Don't let your $bucks fade away , take note of  what Wayne's got to say


----------



## 2020hindsight (23 October 2006)

Bobby said:
			
		

> Don't let your $bucks fade away , take note of  what Wayne's got to say



I just keep on piling chips on - and its "come what bludy may" 
I hear on the ABC that zinc is gonna become less profitable in about 12 months ? - more output less profit etc  - but heck who knows where we'll be that far down the track - might've won the lottery and couldnt care less lol. my "portfolio " - such a grandiose word for such a piddly sum - increased about 10% in last week. all due to zinc.


----------



## Realist (23 October 2006)

I've been beaten like an egg the past 3 trading days.

Down $6500 in 3 days

 

October is crap!! Always has been for me.


----------



## Bobby (23 October 2006)

Realist said:
			
		

> I've been beaten like an egg the past 3 trading days.
> 
> Down $6500 in 3 days
> 
> ...



What ? can you tell us the ones that went down for you please


----------



## 2020hindsight (23 October 2006)

Realist said:
			
		

> I've been beaten like an egg the past 3 trading days.  Down $6500 in 3 days



  Bludy ASX market's like a water bed - so small that in order for one part to go up, another part has to go down.   Least ways -  that's a theory Im starting to subscribe to. (PS most of my theories are .. let's just say you wouldn't pay much if I set upas a consultant lol.)


----------



## BraceFace (24 October 2006)

I've made a truckload on Jubilee Mines in that last few weeks.


----------



## pacer (24 October 2006)

Zinc plays have made me a bundle and still rising.....awesome.

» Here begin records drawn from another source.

PR #4410, opened 2016-01-11
Fixes OpenAL crashing upon exiting on MacOS

mrhelmut:
This fixes an exit error discussed in #4153 where ```Alc.DestroyContext()``` could be called twice and raise an error on MacOS.

@dellis1972 You may be interested in testing this.

PR #4426, opened 2016-01-14
Fixes OpenAL buffers and sources management

### LINKED ISSUE #4403: OpenAL and maximum playing instances

### LINKED ISSUE #4411: [OpenAL] Song playback crashes after a while
After about 20 minutes of playing different ```Song```, we end up having this error:

```
System.InvalidOperationException: Invalid Name
at MonoGame.Utilities.ALHelper.Check () [0x00000] in <filename unknown>:0
at MonoGame.Utilities.OggStreamer.EnsureBuffersFilled () [0x00000] in <filename unknown>:0
at System.Threading.Thread.StartInternal () [0x00000] in <filename unknown>:0
```

I don't know yet on which AL call it failed, and this can be related to MacOS only.

May be related to #4413

### LINKED ISSUE #4413: [OpenAL] Buffer limit ? OS X crash at 16
In #4403 we discussed about the maximum number of playing sources. It is stated that OS X has a limit of 256 sources and 1024 buffers.

However, I'm getting a lot of AL errors on this line: https://github.com/mono/MonoGame/blob/develop/MonoGame.Framework/Audio/OALSoundBuffer.cs#L34

When debugging, there are 16 pooled ```SoundEffectInstance``` in the ```SoundEffetInstancePool``` and 0 playing instances.

This makes me question the 1024 buffers and 256 sources limits.

What is strange, is that the current source limit of 32 seems fine (```OpenALSoundController.MAX_NUMBER_OF_SOURCES```). I already played up to 32 sources simultaneously. But the buffer limit looks to be 16... Could this be possible?

I also noticed that while being pooled, ```SoundEffectInstance``` retain their ```OALSoundBuffer``` and create a new ```OALSoundBuffer``` when removed from the pool without clearing / reusing the previous one. Could this be the cause? But the number of 16 buffers still seem pretty low.

@cra0zy @dellis1972 Any idea?

mrhelmut:
While investigating #4413, I have noticed that OpenAL buffers were wrongly managed: every ```SoundEffectInstance.Play()``` a new buffer is created without freeing the previous one from the OpenAL context, and buffers are bound to one source at a time (buffer-source relationship is forced to be 1-1, instead of 1-multiple).

There is two problems with this: buffers are not reused, and they are not freed, which is causing #4413 to happen (the buffer limit is reached, and the number of 16 I mentioned is obviously wrong and was pure coincidence).

This PR does the following:
- attaching a buffer to ```SoundEffect``` instead of ```SoundEffectInstance``` so they can be reused and don't depend on one single source (works like XAudio2)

I made more every day I've held, than I would have actualy working in the mines....


----------



## 2020hindsight (24 October 2006)

2020hindsight said:
			
		

> Bludy ASX market's like a water bed - so small that in order for one part to go up, another part has to go down.   Least ways -  that's a theory Im starting to subscribe to.



the markets like a water bed in many kinda ways
for points of it to peak at all another point must pay
but every now and then ... - you see the whole bed take off...FLY!!
..my friend ... a flying water bed !! can make a grown man cry. 

PS as long as Im not standing under it when the bubble bursts  

As for zinc - don't forget that with the Ashes and all - and all those cricket matches - and zinc cream over thousands of faces -   - markets gonna go wild next month.
....
ANTI-RAMPING DISCLAIMER.  I do not hold shares in zinc cream companies , not in cricket promotion, (wish I did) , nor for that matter in water beds.


----------



## krisbarry (24 October 2006)

Realist said:
			
		

> I've been beaten like an egg the past 3 trading days.
> 
> Down $6500 in 3 days
> 
> ...




Maybe buying a house in Sydney isn't such a bad idea afterall


----------



## Realist (24 October 2006)

Bobby said:
			
		

> What ? can you tell us the ones that went down for you please




JPR, Pacmag, Conquest Mining. But mainly CTXS onthe Nasdaq - down 20%


----------



## Realist (24 October 2006)

Stop_the_clock said:
			
		

> Maybe buying a house in Sydney isn't such a bad idea afterall




I only lost $6,500 - not $360,000.  


Big difference.


----------



## krisbarry (24 October 2006)

LOL, just kiddin with ya


----------



## stevo (24 October 2006)

Surely even short term traders measure their performance over the long term? One day is sort of meaningless - anyone can make the occasional profit. How did you do over the last quarter, the last year and the last 5 years?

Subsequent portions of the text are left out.